PROBLEM> The reply must contain all of the records, unchanged.

──────── STORED DATA ────────

PR #5130, opened 2024-12-21
[1.6.1] add shortcut for android

Laserlicht:
Start shortcut for skipping launcher.

Shortcut:
grafik

Also possible to manually add to homescreen by user:
grafik

Also accessable via gamepad (hold A for opening shortcut menu, then arrow down and A again).

Sadly I had to add `shortcuts.xml` three times. That's a workaround as there are no variables allowed (we need different appids for release/debug/daily) in it. After searching for possible solutions it seems that this is the best solution here.

replacement for: #5128

### DIFF
--- a/.github/workflows/github.yml
+++ b/.github/workflows/github.yml
@@ -248,7 +248,7 @@ jobs:
             cmake -DENABLE_CCACHE:BOOL=ON -DCMAKE_C_COMPILER=gcc-14 -DCMAKE_CXX_COMPILER=g++-14 --preset ${{ matrix.preset }}
         elif [[ (${{matrix.preset}} == android-conan-ninja-release) && (${{github.ref}} != 'refs/heads/master') ]]
         then
-            cmake -DENABLE_CCACHE:BOOL=ON -DANDROID_GRADLE_PROPERTIES="applicationIdSuffix=.daily;signingConfig=dailySigning;applicationLabel=VCMI daily" --preset ${{ matrix.preset }}
+            cmake -DENABLE_CCACHE:BOOL=ON -DANDROID_GRADLE_PROPERTIES="applicationIdSuffix=.daily;signingConfig=dailySigning;applicationLabel=VCMI daily;applicationVariant=daily" --preset ${{ matrix.preset }}
         elif [[ ${{startsWith(matrix.platform, 'msvc') }} ]]
         then
             cmake --preset ${{ matrix.preset }}
--- a/android/vcmi-app/src/main/res/values/strings.xml
+++ b/android/vcmi-app/src/main/res/values/strings.xml
@@ -1,4 +1,5 @@
 <?xml version="1.0" encoding="utf-8"?>
 <resources>
     <string name="server_name">VCMI Server</string>
+    <string name="shortcut_play">Play VCMI</string>
 </resources>
--- a/CMakePresets.json
+++ b/CMakePresets.json
@@ -317,7 +317,7 @@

────────

ANSWER TO THE PROBLEM>
PR #5130, opened 2024-12-21
[1.6.1] add shortcut for android

Laserlicht:
Start shortcut for skipping launcher.

Shortcut:
grafik

Also possible to manually add to homescreen by user:
grafik

Also accessable via gamepad (hold A for opening shortcut menu, then arrow down and A again).

Sadly I had to add `shortcuts.xml` three times. That's a workaround as there are no variables allowed (we need different appids for release/debug/daily) in it. After searching for possible solutions it seems that this is the best solution here.

replacement for: #5128

### DIFF
--- a/.github/workflows/github.yml
+++ b/.github/workflows/github.yml
@@ -248,7 +248,7 @@ jobs:
             cmake -DENABLE_CCACHE:BOOL=ON -DCMAKE_C_COMPILER=gcc-14 -DCMAKE_CXX_COMPILER=g++-14 --preset ${{ matrix.preset }}
         elif [[ (${{matrix.preset}} == android-conan-ninja-release) && (${{github.ref}} != 'refs/heads/master') ]]
         then
-            cmake -DENABLE_CCACHE:BOOL=ON -DANDROID_GRADLE_PROPERTIES="applicationIdSuffix=.daily;signingConfig=dailySigning;applicationLabel=VCMI daily" --preset ${{ matrix.preset }}
+            cmake -DENABLE_CCACHE:BOOL=ON -DANDROID_GRADLE_PROPERTIES="applicationIdSuffix=.daily;signingConfig=dailySigning;applicationLabel=VCMI daily;applicationVariant=daily" --preset ${{ matrix.preset }}
         elif [[ ${{startsWith(matrix.platform, 'msvc') }} ]]
         then
             cmake --preset ${{ matrix.preset }}
--- a/android/vcmi-app/src/main/res/values/strings.xml
+++ b/android/vcmi-app/src/main/res/values/strings.xml
@@ -1,4 +1,5 @@
 <?xml version="1.0" encoding="utf-8"?>
 <resources>
     <string name="server_name">VCMI Server</string>
+    <string name="shortcut_play">Play VCMI</string>
 </resources>
--- a/CMakePresets.json
+++ b/CMakePresets.json
@@ -317,7 +317,7 @@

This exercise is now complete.